Since 2009, the Invincibelle Spirit Campaign has supported the Breast Cancer Research Foundation (BCRF) by donating one dollar for every Invincibelle Spirit and Invincibelle Spirit II hydrangea sold, as well as through Pink Day cause marketing events, which are hosted by independent garden centers across North America.

According to Tim Wood, when the company introduced its pink Hydrangea arborescens 10 years ago, “We felt that it was so unusual, so groundbreaking that it presented a really good opportunity to do something different.”

After doing their homework, they decided breast cancer research was a very deserving cause to focus their efforts on.

At the time, the management team was unsure of how much money they should devote per plant to the cause, so the concept was presented to some of Spring Meadow’s top growers and licensees. “They pushed us to raise it to a dollar. They said it HAD to be a dollar!” Wood says.

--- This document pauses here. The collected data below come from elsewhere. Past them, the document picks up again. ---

Issue #345, opened 2023-11-15
Move notebook strings out of search payloads


WillEngler:
So far we've gotten away with just plopping Jupyter notebook JSON right into our search ingest requests. It seems like this breaks for bigger notebooks. (eg, one I was testing with that's >25k characters) I'm not 100% sure this is the culprit because the message from Search is ambiguous ("Unexpected errors occurred on document index/update"). But from playing around with it, I'm pretty confident.

We should probably toss the notebook contents into S3 and put the S3 url into the search record. tbqh I'm surprised we got this far without needing to do this.

# Assumptions:
1.
2.

# Acceptance Criteria
Given I am a publisher, when I try to publish with a large-ish notebook, then it works.

WillEngler:
Subtasks:

Infra: new dev and prod S3 buckets for storing notebook ipynb files. Write access is restricted to Garden backend. Read access is fully open with CDN caching enabled.

Backend: make new `POST /jupyter-notebook` endpoint. It takes notebook JSON as its payload. It writes the notebook file to the right bucket at `{user-id}/{notebook-name}-{hash}`. It returns a publicly accessible URL that points to the notebook file.

CLI: New `--keep-notebook-output` option on `notebook publish` command. Default behavior is that we always clear the cell output before pushing the notebook up. But users can opt to keep the output if they want to. We refuse to try any notebook payload larger than 5MB. (This keeps us under API Gateway and Lambda payload limits.) The CLI now invokes the new backend endpoint at publication time. We now use the notebook URL for the `notebook` metadata fields instead of the notebook JSON contents.

Frontend: The pipeline page makes a follow-up call to the notebook URL in the pipeline metadata if/when it wants to display the notebook contents.

WillEngler:
All 5 out of 4 PRs are in :) Closing

PR #354, opened 2023-11-28
Attach notebook URL to metadata instead of full notebook contents

WillEngler:
This is the SDK/CLI portion of #345 

## Overview

This PR uses the new POST /notebook endpoint to upload the contents of the user's notebook to S3 and attach a public URL to a new `notebook_url` field on the pipeline metadata.

## Discussion

This PR is pretty by the book, but one interesting part is how we treat outputs in notebooks. For both uploading and downloading notebooks, we want to try and keep the file size sane. The most likely way that notebook file size gets out of control is `outputs`. So now we nondestructively clear the user's outputs by default before uploading. If the user has some visualization or output they really want to show, they can provide the --keep-outputs flag.

## Testing

I added new unit tests for the notebook helpers. I also tested this end to end against the backend dev instance and confirmed that `notebook_url` was getting included as expected, with a valid URL that points to the notebook contents.

## Documentation

No docs changes

----
:books: Documentation preview :books:: https://garden-ai--354.org.readthedocs.build/en/354/

### DIFF
--- a/.safety-policy.yml
+++ b/.safety-policy.yml
@@ -16,6 +16,8 @@ security: # configuration for the `safety check` command
             reason: this is a vulnerability of a dependency of mlflow. We don't use the subset of mlflow that uses this
         60841: # Vulnerability ID
             reason: this is a vulnerability of a dependency of mlflow. We don't use the subset of mlflow that uses this
+        62044:
+            reason: This doesn't affect us and Owen has resolved this on another branch.
     continue-on-vulnerability-error: False # Suppress non-zero exit codes when vulnerabilities are found. Enable this in pipelines and CI/CD processes if you want to pass builds that have vulnerabilities. We recommend you set this to False.
 alert: # configuration for the `safety alert` command
     security:
--- a/garden_ai/app/notebook.py
+++ b/garden_ai/app/notebook.py
@@ -4,6 +4,7 @@ import shutil
 import webbrowser
 from pathlib import Path
 from typing import Optional
+import json
 
 import docker  # type: ignore
 import typer
@@ -16,6 +17,7 @@ from garden_ai.containers import (
     start_container_with_notebook,
 )
 from garden_ai.local_data import _get_notebook_base_image, _put_notebook_base_image
+from garden_ai.utils.notebooks import clear_cells, is_over_size_limit
 
 logger = logging.getLogger()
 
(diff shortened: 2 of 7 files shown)


.safety-policy.yml
```diff
@@ -16,6 +16,8 @@ security: # configuration for the `safety check` command
             reason: this is a vulnerability of a dependency of mlflow. We don't use the subset of mlflow that uses this
         60841: # Vulnerability ID
             reason: this is a vulnerability of a dependency of mlflow. We don't use the subset of mlflow that uses this
+        62044:
+            reason: This doesn't affect us and Owen has resolved this on another branch.
```
OwenPriceSkelly, line 20: 😇

tests/test_utils.py
```diff
@@ -13,3 +14,53 @@ def test_extract_email_from_globus_jwt_malformed(identity_jwt):
...
+
+
+def test_clear_cells():
+    assert clear_cells(notebook_with_outputs) == cleared_notebook
+
+
+def test_is_over_size_limit():
+    assert not is_over_size_limit(cleared_notebook)
+
+    # 6MB worth of "a"s
```
OwenPriceSkelly, line 63: the kinda notebook written by the monkey with a typewriter before he works up to shakespeare

garden_ai/backend_client.py
```diff
@@ -50,3 +50,14 @@ def update_doi_on_datacite(self, payload: dict):
     def publish_garden_metadata(self, garden: PublishedGarden):
         payload = json.loads(garden.json())
         self._post("/garden-search-record", payload)
+
+    def upload_garden_metadata(
```
OwenPriceSkelly, line 54: should this be named `upload_notebook` or something instead? or are you envisioning this method eventually doing something with garden metadata, too?

garden_ai/app/notebook.py
```diff
@@ -217,6 +219,12 @@ def publish(
         ),
     ),
     verbose: bool = typer.Option(False, "-v", "--verbose"),
+    keep_outputs: bool = typer.Option(
```
OwenPriceSkelly, line 222: I like this a lot, sane default but nice to give them the option

OwenPriceSkelly (approved):
lgtm!

garden_ai/backend_client.py
WillEngler: Oof, no this is a mistake. Probably some copypasta. I'll make it something like upload_notebook, thanks for catching

tests/test_utils.py
WillEngler: or maybe the monkey has transcended shakespeare, gone back to their roots

Issue #361, opened 2023-12-06
Second draft of tutorial


WillEngler:
Writing is rewriting!

Owen banged out a good first draft of the new Garden docs. Now we should take a second pass at it.

Some things to look out for in particular:
- Does the language in the docs and the template notebooks line up and complement each other?
- We should probably add a FAQS page that addresses known limitations

# Assumptions:
1.
2.

# Acceptance Criteria
Given..., when..., then...

WillEngler:
Specifically:
- What needs to be pre-installed. (Particularly Docker and the Hugging Face account)
- Where do you find your DOI after you've made your garden?

WillEngler:
Call out the fact that we have a pre-prepared model for users to take advantage of

WillEngler:
Make very clear that people should use pipx as their first resort for installing garden-ai

WillEngler:
Kick off with objectives and some conceptual context. "The goal here is to make a function that executes your model. We call that function an entrypoint ..."

WillEngler:
Bear in mind that the "typical" user is a chemistry student. Not someone we can make analogies to Lambda with. How do we make it really clear to that persona how this whole thing fits together?

WillEngler:
Re-scoping this ticket to just include the end to end tutorial experience. That alone is a pretty big lift

WillEngler:
Closed by #398

PR #365, opened 2023-12-11
entrypoint rebrand

### LINKED ISSUE #358: rebrand `Pipelines` -> `Entrypoints`
Out with the old. The objects-formerly-known-as pipelines are going to become something else, tentatively `Entrypoint`s as of Owen and KJ syncing on 12/4. 

`Pipeline`s as a concept still exist as the special case of an `Entrypoint` (or whatever) that actually _does_ consist of multiple steps in a sequence 

(will's recap copied from slack): 
> Gardens are a collection of entrypoints. Entrypoints have at least one step. If entrypoints have more than one step, we consider them pipelines.

> At a technical level, we're good to change PipelineMetadata to EntrypointMetadata on the backend. (And similar for other occurrences of "pipeline") And that will be reflected in the serialized metadata in Globus Search. (Gardens will have lists of `entrypoint`s.) The decorator in the notebooks will be `@garden_entrypoint`. Entrypoints will still have lists of steps. As now, they'll always have at least one step. (The `@garden_entrypoint` function). And as now, the publisher can add more steps with `@garden_step`.

OwenPriceSkelly:
closes #358 

## Overview

This renames `Pipeline` to `Entrypoint` everywhere in the SDK. It turned out not to be worth it to create another distinct `Pipeline` class on top of `Entrypoint`; the pipeline-vs-entrypoint distinction doesn't need to be made by backend code because the distinction is only relevant when one is being displayed. 

## Testing

Ran unit tests and sanity checked the rebranded `garden-ai entrypoint` CLI commands  

## Documentation

This does update docs but still pretty naively. I did make an effort to fix everything that became "A entrypoint" to "An entrypoint" but held off changing any awkward wording for #361  

----
:books: Documentation preview :books:: https://garden-ai--365.org.readthedocs.build/en/365/


WillEngler (approved):
image

PR #368, opened 2023-12-11
Make sure we don't publish entrypoints with incompatible dill versions

### LINKED ISSUE #357: Prevent accidental dill slippage
The DLHub endpoint assumes that pipelines have been serialized with dill 0.3.5.1. We bake that version of dill into our base images. But what if someone installs a library with a different (later) version of dill? Then remote deserialization will probably fail.

At minimum ...
- Lock the dill version in Garden's dependencies to 0.3.5.1.

And maybe ...
- Add some check or failsafe in the publication process that aborts publication if the publication process is running with the wrong version of Dill

# Assumptions:
1.
2.

# Acceptance Criteria
Given I am a Garden publisher, when I publish my notebook, then there is no way that it gets serialized with a version of Dill that the River worker can't deserialize.

WillEngler:
Fixes #357.

## Overview

- Pins dill version in poetry.toml
- Aborts publication if we see that an environment created from a notebook/script has the wrong version of dill

## Testing

I confirmed that raising the dill error works as suspected for a notebook with and without the right version of dill.

## Documentation

None

----
:books: Documentation preview :books:: https://garden-ai--368.org.readthedocs.build/en/368/


OwenPriceSkelly (approved):
lgtm!

PR #370, opened 2023-12-13
359 error if `stage()` called during publish

### LINKED ISSUE #359: warn users if they've baked weights into their image by mistake
it's pretty easy to accidentally write test code that downloads your weights from huggingface and accidentally leave it there when publishing the notebook. 

In general we won't be able to anticipate every case of this, but if users are downloading with our recommended `HFConnector` approach we should at least warn them if the `.stage()` method is called during the publication process

OwenPriceSkelly:
closes #359 

## Overview

This decorates the `HFConnector.stage` method so that we can raise an error if it's been called during an image build, but not anywhere else.

## Discussion

Originally we wanted this to be just a warning, but that turned out to be pretty poor UX -- a warning wouldn't appear at all unless running `notebook publish --verbose`; even when verbose, the warning was hard to find in the output among the various safe-to-ignore `WARNING: Running pip as the 'root' user can result ... ` messages.

I spent a while trying to come up with a clean way to provide an option for power users to do this anyway, but after hitting a couple dead-ends I think it makes more sense for those users to just not use `.stage()` than it does for me to spend much more time on this ticket.

tldr: turned out more opinionated than I'd like, but I think it's innocent until proven gripe 

## Testing

Published the tutorial notebook (with this branch installed) a few times with/-out problematic code and the `--verbose` flag 

## Documentation

no new docs 

----
📚 Documentation preview 📚: https://garden-ai--370.org.readthedocs.build/en/370/

### DIFF
--- a/garden_ai/model_connectors/hugging_face.py
+++ b/garden_ai/model_connectors/hugging_face.py
@@ -1,5 +1,6 @@
 import huggingface_hub as hfh  # type: ignore
 from garden_ai.mlmodel import ModelMetadata
+from garden_ai.utils.misc import trackcalls
 import os
 import sys
 
@@ -19,6 +20,7 @@ class HFConnector:
             model_version=self.revision,
         )
 
+    @trackcalls
     def stage(self) -> str:
         if not os.path.exists(self.local_dir):
             os.mkdir(self.local_dir)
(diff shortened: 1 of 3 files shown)


WillEngler (approved):
> I think it makes more sense for those users to just not use .stage() than it does for me to spend much more time on this ticket.

Love it, ship it 🚢

Issue #362, opened 2023-12-07
Display and "save" the base image a notebook uses in a notebook cell


WillEngler:
We have a little first draft system for pairing a notebook with a base image that looks like this ...

1. User says `garden-ai notebook start foo.ipynb --base-image=3.10-torch`
2. We save a mapping from `current/directory/foo.ipynb` to `3.10-torch` in the user's local data
3. Then the user can say `garden-ai notebook start foo.ipynb` and we open up it up again in the right image.

This is nice as a quick first pass but ofc it's pretty fragile. If the user `mv`s the notebook to a different directory they'll be prompted again to specify the base image. 

I suggest that when making a new notebook from a template we create a first cell that presents (in a nice user-readable format) what base image this notebook uses. If the user decides to change it later, that is well and good! They can just edit the cell.

This has a few benefits
- We don't need a local DB mapping anymore
- The user can move the notebook around or even send it to another machine and the notebook keeps its own metadata. (Especially useful if we're debugging someone else's notebook)

# Assumptions:
1.
5.

# Acceptance Criteria
Given..., when..., then...

WillEngler:
Now that we let users specify a --requirements file, that's something we can also think about in this ticket. The base image we provide and the requirements a user has specified feel pretty linked in the user's mind. So we'll want to think about those holistically.

PR #373, opened 2023-12-21
336 pre install garden in base images

### LINKED ISSUE #336: Pipeline authors should not need to !pip install garden-ai in their notebooks
One of the big gotchas in the new publication flow is that you need to !pip install garden-ai yourself in the notebook. That's surprising and it would be good if users didn't need to do it. 

We suspect the least complex way to fix this is to rebuild all of our images when we cut a release with the new garden version. 

# Assumptions:
1. First, whoever picks up this ticket should do a little designing and think through pros and cons of different options.
2.

# Acceptance Criteria
Given I am a Garden publisher, when I start a fresh notebook with `garden-ai notebook start`, then I can immediately `import` stuff from garden-ai

OwenPriceSkelly:
closes #336, plus addresses Logan's gripe about including requirements.txt or conda environment.yml files. 
## Overview

The new functionality is all in `build_image_with_dependencies`, and all of the `garden-ai notebook` commands now accept an optional `--requirements` path to either a pip- or conda-style requirements file. 

local data still only tracks the most recently selected `--base-image` instead of storing the bespoke local images generated by the new function

## Discussion 
My first few stabs at this I had the CLI either remember the most-recently-used requirements file along with the base image and/or caching the pre-baked image instead, but it felt pretty unwieldy for not a lot of benefit; the layer caching we get for free with docker is basically just as good as caching the custom image in local data. 

The potential downside of this is that users need to specify the `--requirement` argument for both `notebook start` and `notebook publish` every time, which might be surprising because it's different to the `--base-image` behavior. 

## Testing
I tested this manually end-to-end with a dummy entrypoint that just reports the version of a given package in `sys.modules` and sanity-checked with packages installed via a `requirements.txt` and an `environment.yml`. 

I also had chatgpt write me a few happy path unit tests.

## Documentation

No docs updates besides CLI help text / docstrings 

----
📚 Documentation preview 📚: https://garden-ai--373.org.readthedocs.build/en/373/

### DIFF
--- a/garden_ai/app/notebook.py
+++ b/garden_ai/app/notebook.py
@@ -110,19 +110,7 @@ def start(
         custom_image_uri,
         None if need_to_create_notebook else notebook_path,
     )
-
-    # validate requirements file
-    if requirements_path:
-        requirements_path.resolve()
-        if not requirements_path.exists():
-            typer.echo(f"Could not find file: {requirements_path}")
-            raise typer.Exit(1)
-        if requirements_path.suffix not in {".txt", ".yml", ".yaml"}:
-            typer.echo(
-                "Requirements file in unexpected format. "
-                f"Expected one of: .txt, .yml, .yaml; got {requirements_path.name}."
-            )
-            raise typer.Exit(1)
+    _put_notebook_base_image(notebook_path, base_image_uri)
 
     # Now we have all we need to prompt the user to proceed
     if need_to_create_notebook:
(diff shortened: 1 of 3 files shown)


WillEngler:
> The potential downside of this is that users need to specify the --requirement argument for both notebook start and notebook publish every time, which might be surprising because it's different to the --base-image behavior.

Admittedly the --base-image behavior is a little awkward itself. Maybe as part of #362 we should think through both the --base-image and --requirements behavior together. But for now I think your solution is a huge improvement.

> the layer caching we get for free with docker is basically just as good as caching the custom image in local data.

Good realization, and I love that this keeps things pretty simple for our implementation.

WillEngler (approved):
This looks fantastic. It seems like a lot of thought and tinkering went into getting the behavior to feel right from the user's perspective. Great stuff.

BCRF was chosen because it is the highest rated breast cancer organization in the U.S. with an A+ rating from Charity Watch and 4 out of 4 stars from Charity Navigator. Allocating 91 cents of every $1 raised to research and awareness, BCRF provides critical funding that fuels advances in tumor biology, genetics, prevention, treatment, metastasis and survivorship.

“A big part of what the research does is it looks for a cure but it also looks for a way to improve the quality of life for people fighting breast cancer and to improve their longevity,” Carmolli says.

Wood and Deppe said the program is not about the plants or about Spring Meadow; it is all about the cause.

“There is an amazing emotional connection, which is hard to describe,” Deppe says. “Everyone knows someone affected by breast cancer. It’s an opportunity for all of us to do something positive — and $1 million is a good start!”